Task item: The result must match the data exactly, line for line.

(Collected data entries)
PR #1196, opened 2018-09-10
[7.11.x] JBPM-7665: Process Instances: page with vertical scroll bar is flicke…

nmirasch:
…ring after changing window width (#1191)


nmirasch:
Depends on https://github.com/kiegroup/appformer/pull/453

PR #1197, opened 2018-09-12
[Do not merge] Fix for ECJ - GWT conflict

nmirasch:


nmirasch:
@cristianonicolai @bsremac  @manstis  could you take a look?

manstis:
@nmirasch Just to check, have you verified this fix works at _runtime_ (i.e. you've ```mvn clean process-resources gwt:run``` for both?)

nmirasch:
@manstis tried mvn clean gwt:run. Should I try something else?

manstis:
@nmirasch Nope, if both webapps run OK then that's perfect :-)

nmirasch:
@cristianonicolai  @bsremac @manstis The fix worked fine with jbpm-wb-showcase. just trying with the case jbpm-wb-case-mgmt-showcase, compilation was right but running that I got some errors, let me see if that are related with this fix. This is the error "Error: InvalidBusContentException: Invalid bus content! Expecting content type 'application/json', but got 'text/html;charset=UTF-8!"

nmirasch:
@cristianonicolai @bsremac @manstis false alarm, It was related with my environment. It works fine for both showcases.

nmirasch:
the *real* fix is merged in errai now

PR #1203, opened 2018-09-19
JBPM-7765 - Add offset to row index

cristianonicolai:


bsremac:
@cristianonicolai Looks good, this is definitely something Selenium tests are not covering.
Just to double check the behavior we have - select all should cover only the current page, not all pages, right?

cristianonicolai:
@bsremac correct.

Response to the exercise:
PR #1196, opened 2018-09-10
[7.11.x] JBPM-7665: Process Instances: page with vertical scroll bar is flicke…

nmirasch:
…ring after changing window width (#1191)


nmirasch:
Depends on https://github.com/kiegroup/appformer/pull/453

PR #1197, opened 2018-09-12
[Do not merge] Fix for ECJ - GWT conflict

nmirasch:


nmirasch:
@cristianonicolai @bsremac  @manstis  could you take a look?

manstis:
@nmirasch Just to check, have you verified this fix works at _runtime_ (i.e. you've ```mvn clean process-resources gwt:run``` for both?)

nmirasch:
@manstis tried mvn clean gwt:run. Should I try something else?

manstis:
@nmirasch Nope, if both webapps run OK then that's perfect :-)

nmirasch:
@cristianonicolai  @bsremac @manstis The fix worked fine with jbpm-wb-showcase. just trying with the case jbpm-wb-case-mgmt-showcase, compilation was right but running that I got some errors, let me see if that are related with this fix. This is the error "Error: InvalidBusContentException: Invalid bus content! Expecting content type 'application/json', but got 'text/html;charset=UTF-8!"

nmirasch:
@cristianonicolai @bsremac @manstis false alarm, It was related with my environment. It works fine for both showcases.

nmirasch:
the *real* fix is merged in errai now

PR #1203, opened 2018-09-19
JBPM-7765 - Add offset to row index

cristianonicolai:


bsremac:
@cristianonicolai Looks good, this is definitely something Selenium tests are not covering.
Just to double check the behavior we have - select all should cover only the current page, not all pages, right?

cristianonicolai:
@bsremac correct.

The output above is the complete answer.